Now a doctoral student in creative writing at Florida State University, Rai is working on her first novel, Blood We Did Not Spill, as part of her final year of dissertation writing, and a part of the story focuses on the experiences of a female IPS officer. In fact, she says the book "in its preliminary conception was meant to be a literary romance that mirrored some of what I read in my teenage years. The novel definitely has elements of that but it is also a historical novel and a political novel and of course, a detective novel."
Because of the groundbreaking work she has already done on Blood We Did Not Spill, Rai is a 2016 recipient of the Woodrow Wilson Women's Studies Fellowship. She is the first-ever fiction doctoral student to win this fellowship in the 42 years the fellowship has been given.
The fellowship supports the final year of dissertation writing for Ph.D. candidates in the humanities and social sciences whose work addresses women's and gendered issues in interdisciplinary and original ways. A financial award of $5,000 given to each fellow is for expenses such as research-related travel, data work or collection, and supplies connected with completing their dissertations. In addition, their dissertation titles are publicized with leading publishers at the conclusion of the dissertation year.
Rai has already used some of the money to complete research work for her novel. During the months of April and May in 2016, she spent five weeks in India, where she interviewed female IPS officers. These women stood out, Rai says, because they were pioneers, in either the kind of work they had done or were doing or due to the positions they held in the police force. Apart from her interviews, Rai is also incorporating in her novel tidbits of conversations and stories she overheard as a child.
"Much of the history of the female police officer in the novel is a culmination of these half-remembered, half-heard stories in my childhood," Rai says. "It's the same for other characters too, like the dacoits - bandits - in the novel. They are based on men my father investigated and caught. In fact, there is one scene that endeavours to mirrors reality completely."
Rai visited a number of prisons in India, specifically touring the prison her novel is partly set in. The jailor answered all her questions as hypothetical and improbable as some of them likely sounded, Rai says. He also let Rai speak with members of his staff as well as provided another crucial opportunity for information gathering.

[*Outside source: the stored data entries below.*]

PR #646, opened 2023-03-29
Fix product filter

Fosol:
Removes the `Any` product as it no longer works.  The product filter is an OR statement, so we would need to update the elasticsearch query to handle this if it's required.

### DIFF
--- a/app/editor/src/features/content/tool-bar/sections/filter/FilterContentSection.tsx
+++ b/app/editor/src/features/content/tool-bar/sections/filter/FilterContentSection.tsx
@@ -9,7 +9,6 @@ import {
   fromQueryString,
   getUserOptions,
   IOptionItem,
-  OptionItem,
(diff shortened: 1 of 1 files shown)


app/editor/src/features/content/tool-bar/sections/filter/FilterContentSection.tsx
```diff
@@ -55,10 +53,6 @@ export const FilterContentSection: React.FC<IFilterContentSectionProps> = () =>
     setUserOptions(getUserOptions(users.filter((u) => !u.isSystemAccount)));
   }, [users]);
 
-  React.useEffect(() => {
-    setProductOptions([new OptionItem<number>('Any', 0), ...pOptions]);
```
Fosol, line 59: Removed 'Any' as it no longer works.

"What could be considered as the icing on my novel's cake was being able to specifically talk to prisoners who were in for long stretches," Rai says. "The things they told me helped make the novel stronger. Even a small detail about how they arranged themselves to sleep now as opposed to when they first came to prison helped."
The experience was surprising for Rai because she found that she was not far off in what she believed to be true of the lives of policewomen and prisoners, even if some details were incorrect.
"There again, conversations, interviews, and archival research helped strengthen the authenticity of my novel, which would have been impossible without the support of the Woodrow Wilson Foundation," she says.
When Rai found out that not only was she one of the recipients of this years' fellowship but also the first-ever fiction doctoral student to earn the honor, she went through a rollercoaster of emotions.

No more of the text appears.